Johnny Fedora Novels
February 6, 2017Prof with a Thrilling Imagination
February 8, 2017A Whitepaper covering the novels of Desmond Cory - by Prof. M. Songer
D ESMOND CORY is a British writer born in Sussex in 1928. After serving as a commando in the Royal Marines immediately after World War II, he began an education that was to extend over many years. In 1951 he earned a B. A. degree from St. Peter’s College, Oxford, and returned to get an M. A. in 1960. Then in 1976, 25 years after his first graduation, he was awarded a Ph. D. from the University of Wales.
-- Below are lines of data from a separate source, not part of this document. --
PR #493, opened 2024-07-02
feat: ingest products from sboms

dejanb:
This PR will create organizations, products and products version entities from the packages that SBOM describes.


modules/ingestor/src/graph/sbom/spdx.rs
```diff
@@ -101,30 +156,6 @@ impl SbomContext {
 
         creator.create(&db).await?;
 
-        // prepare relationships
```
ctron, line 104: Why do we remove relationships?

ctron: Ah I see it was moved to the top.

dejanb: Yeah, it's just moved above packages, so we can use ids to act on the package processing

migration/src/m0000300_create_product_version.rs
```diff
@@ -55,7 +55,8 @@ impl MigrationTrait for Migration {
                     .table(ProductVersion::Table)
                     .name(INDEX_BY_PID_V)
                     .if_not_exists()
-                    .unique()
+                    //TODO what about duplicate version for the same product?
```
bobmcwhirter, line 58: I suppose if duplicate, just use the existing row?  upsert behaviour, instead of duplicates?

modules/ingestor/src/graph/product/mod.rs
```diff
@@ -35,10 +37,16 @@ impl<'g> ProductContext<'g> {
             version: Set(version.clone()),
         };
 
-        Ok(ProductVersionContext::new(
-            self,
-            model.insert(&self.graph.connection(&tx)).await?,
-        ))
+        //TODO: what about duplicate versions?
+        let product_version =
```
bobmcwhirter, line 41: So here's where we'd have graph.ingest_product(...) that would either fetch an existing (and wrap it in a Context) or insert a new (and wrap it in a Context).  Stick the de-dupe logic into graph::ingest_product().

"ingest" is basically "upsert" in graph-speak, confusingly.

migration/src/m0000300_create_product_version.rs
dejanb: Yeah, this uniqueness works fine in manual testing, but it makes some tests failure. It was just left here to investigate these failures further and see if it is a valid use case to have these duplicate values.

modules/ingestor/src/graph/product/mod.rs
dejanb: Added some logic to check for the existing version and update the sbom if needed. I hoped that I could have done it only on conflict, but it seems sea orm is not yet there.

modules/ingestor/src/graph/sbom/spdx.rs
```diff
@@ -82,6 +119,24 @@ impl SbomContext {
...
+
+            if product_packages.contains(&package.package_spdx_identifier) {
+                let pr = self
+                    .graph
+                    .ingest_product(
+                        package.package_name.clone(),
+                        ProductInformation {
+                            vendor: package.package_supplier.clone(),
+                        },
+                        (),
```
ctron, line 131: Shouldn't that be part of the transaction?

modules/ingestor/src/graph/sbom/cyclonedx.rs
```diff
@@ -80,6 +81,22 @@ impl SbomContext {
...
         if let Some(metadata) = &sbom.metadata {
             if let Some(component) = &metadata.component {
+                let pr = self
+                    .graph
+                    .ingest_product(
+                        component.name.clone(),
+                        ProductInformation {
+                            vendor: component.publisher.clone().map(|p| p.to_string()),
+                        },
+                        (),
```
ctron, line 91: Shouldn't that be part of the transaction?

migration/src/m0000300_create_product_version.rs
```diff
@@ -54,6 +54,7 @@ impl MigrationTrait for Migration {
                     .unique()
                     .col(ProductVersion::ProductId)
                     .col(ProductVersion::Version)
+                    .col(ProductVersion::SbomId)
```
ctron, line 57: I think the consensus right now is to not modify the original migration, but to create a new one, altering the table structure. To me it looks like that migration already existed before this PR.

ctron (changes requested):

modules/ingestor/src/graph/sbom/spdx.rs
dejanb: Fixed. Thanks for spotting it

migration/src/m0000300_create_product_version.rs
dejanb: Moved it to the new migration that drops and recreates the index

ctron: But doesn't this PR still contain the additional column?

dejanb: Forgot to remove it 🤦

ctron (approved):

PR #495, opened 2024-07-02
Move /api/v1/package to /api/v1/purl.

bobmcwhirter:
Rename DTOs, adjust fields to be purl-centric instead of package-centric. Allow `/api/v1/purl/{URL_ENCODED_PURL}` to work as well as `/api/v1/purl/{UUID}`.


jcrossley3 (commented):
I'm not convinced we need this resource, whether we call it "package" or "purl". I see it as a filter (of SBOM's and Vulnerabilities/Advisories) instead of a resource.

ctron (approved):
Yay!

Immediately after completing his baccalaureate, he began working in Europe as a freelance writer. By 1953 he was living in Cordoba, Spain, where he served as a technical translator and began teaching for the Academia Britanica. Cory taught throughout most of his life, even as he returned to school for advanced degrees. From Cordoba, he moved to the University of Wales at Cardiff. Then began a series of associate professorships of English in Arabic-speaking countries: at the Universities of Qatar, of Sanaa, of Bahrain. He held a three-year position as an advisor to the Ministry of Education in the Sultanate of Oman before leaving the Arabian Gulf in 1990 to take a university position in Famagusta, Cyprus. Despite his very busy professional life, Cory is a prolific writer whose work evolved according to his life experiences.
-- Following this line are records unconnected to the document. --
PR #496, opened 2024-07-02
feat: using xz2 instead of rust-lzma

helio-frota:
To be able to update postgresql-embedded version in future

### DIFF
--- a/integration-tests/src/stream.rs
+++ b/integration-tests/src/stream.rs
@@ -1,17 +1,26 @@
 #![cfg(test)]
 
 use bytes::Bytes;
-use lzma::LzmaError;
 use std::convert::Infallible;
-
+use std::io::Error;
+use std::io::ErrorKind;
+use std::io::Read;
 use test_context::futures::{stream, Stream};
+use xz2::read::XzDecoder;
 
 /// Take a slice, xa decompress the data and return it as a stream.
 ///
 /// If the decompression fails, that will result in an error on the stream.
-pub fn xz_stream(data: &[u8]) -> impl Stream<Item = Result<Bytes, LzmaError>> {
-    let result = lzma::decompress(data).map(|data| data.into());
-    stream::once(async { result })
+pub fn xz_stream(data: &[u8]) -> impl Stream<Item = Result<Bytes, Error>> {
+    let mut result = XzDecoder::new(data);
+    let mut extracted_content = Vec::new();
+    match result.read_to_end(&mut extracted_content) {
+        Ok(_) => (),
+        Err(e) => {
+            Error::new(ErrorKind::Other, e);
+        }
+    }
+    stream::once(async { Ok(Bytes::from(extracted_content)) })
 }
 
 /// Create a stream from a static BLOB.
--- a/Cargo.lock
+++ b/Cargo.lock
@@ -3398,6 +3398,17 @@ dependencies = [
 ]
 
 [[package]]
+name = "lzma-sys"
+version = "0.1.20"
+source = "registry+https://github.com/rust-lang/crates.io-index"
+checksum = "5fda04ab3764e6cde78b9974eec4f779acaba7c4e84b36eca3cf77c581b85d27"
+dependencies = [
+ "cc",
+ "libc",
+ "pkg-config",
+]
+
+[[package]]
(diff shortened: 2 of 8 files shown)


helio-frota:
in advance... the code I'm less confident is the function `pub fn xz_stream` (that is called by other functions...)
but the tests are passing so ... :shrug:

integration-tests/src/stream.rs
```diff
@@ -1,17 +1,20 @@
...
 /// Take a slice, xa decompress the data and return it as a stream.
 ///
 /// If the decompression fails, that will result in an error on the stream.
-pub fn xz_stream(data: &[u8]) -> impl Stream<Item = Result<Bytes, LzmaError>> {
-    let result = lzma::decompress(data).map(|data| data.into());
-    stream::once(async { result })
+pub fn xz_stream(data: &[u8]) -> impl Stream<Item = Result<Bytes, Error>> {
+    let mut result = XzDecoder::new(data);
+    let mut extracted_content = Vec::new();
+    let _ = result.read_to_end(&mut extracted_content);
```
ctron, line 16: I don't think we should ignore the error.

ctron (changes requested):
I am not sure why this is required. rust-lzma does its job and is about 1 year old.

xz2 on the other hand is over two years without a release. If there's a good reason to upgrade, then maybe to `liblzma`, which has a recent release, is a fork of `xz2` and seems to support newer versions.

helio-frota:
> I am not sure why this is required. 

When trying to update postgresql-embedded to 0.13
this situation came up https://doc.rust-lang.org/cargo/reference/build-scripts.html#the-links-manifest-key

> Primarily, Cargo requires that there is at most one package per links value. In other words, it is forbidden to have two packages link to the same native library.

as postgresql-embedded is using xz2 and we are using rust-lzma

helio-frota:
>  If there's a good reason to upgrade, then maybe to liblzma, which has a recent release, is a fork of xz2 and seems to support newer versions.

Thanks for the extra info :+1: 

When using liblzma we can see the same error, when updating postgresql-embedded

```
error: failed to select a version for `lzma-sys`.
    ... required by package `xz2 v0.1.7`
    ... which satisfies dependency `xz2 = "^0.1.7"` of package `postgresql_archive v0.13.0`
    ... which satisfies dependency `postgresql_archive = "^0.13.0"` of package `postgresql_embedded v0.13.0`
    ... which satisfies dependency `postgresql_embedded = "^0.13.0"` of package `trustify-trustd v0.1.0-alpha.10 (/home/heliofrota/Desktop/qqqqqq/trustify/trustd)`
versions that meet the requirements `^0.1.18` are: 0.1.20, 0.1.19

the package `lzma-sys` links to the native library `lzma`, but it conflicts with a previous package which links to `lzma` as well:
package `liblzma-sys v0.3.4`
    ... which satisfies dependency `liblzma-sys = "^0.3.4"` of package `liblzma v0.3.2`
    ... which satisfies dependency `liblzma = "^0.3.2"` of package `trustify-integration-tests v0.1.0-alpha.10 (/home/heliofrota/Desktop/qqqqqq/trustify/integration-tests)`
```

ctron:
That's a mess. Maybe there's a way to have `postgresql-embedded` without xz support? Via a feature?

helio-frota:
> Maybe there's a way to have postgresql-embedded without xz support? Via a feature?

Apparently currently no.
https://github.com/theseus-rs/postgresql-embedded/tree/0e317fb192db3f8b9e5e7e71cb3779a58e7deb4d/postgresql_archive#feature-flags

But maybe we could ask for the author to create that optional ?

This is being used here https://github.com/theseus-rs/postgresql-embedded/blob/0e317fb192db3f8b9e5e7e71cb3779a58e7deb4d/postgresql_archive/src/configuration/zonky/extractor.rs#L12

Apparently a new thing in case users want to use for tests https://github.com/zonkyio/embedded-postgres-binaries

ctron:
> But maybe we could ask for the author to create that optional ?

I think that makes sense. From what I saw, that change was only 3 days ago.

helio-frota:
closing!

https://github.com/theseus-rs/postgresql-embedded/issues/98#issuecomment-2206912376

PR #502, opened 2024-07-03
feat: allow canceling import runs

ctron:


ctron:
I think what might make sense for the UI is to no override the current state with the "disabled" badge. When the configuration is disabled, the importer might run up until the next point of checking. So it would be disabled but still running. At least for up to 1 minute.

The publication of his first two novels coincided with his 1951 graduation from Oxford. Those novels introduced two very different series characters. Lindsay Gray of Begin, Murderer! is an urbane man-about-town who solves murders that baffle the Oxford police. Self-described as “a one-time private detective of one-time private means” ( ), Lindy is not ashamed of living a dissolute life. In The Shaken Leaf he realizes that he smells “like the Mortlake brewery” and marvels that his “spirit-soaked breath” does not incommode the young woman sitting opposite him on a train (22). Lady Lost, the third Gray novel, opens with Lindy groping for something to help a hangover while from his bed grouses Richarda Baddeley. Of her he says, “Her virtue as a fiancée is that she hasn’t got any” ( ). The chapter headings in Lady Lost are the titles of jazz songs: “Lady, Be Good,” “I Can’t Get Started,” “Mood Indigo.” The Lindy Gray books reveal a young man’s perception of sophistication while they exhibit Cory’s talent for wry humor and clever style.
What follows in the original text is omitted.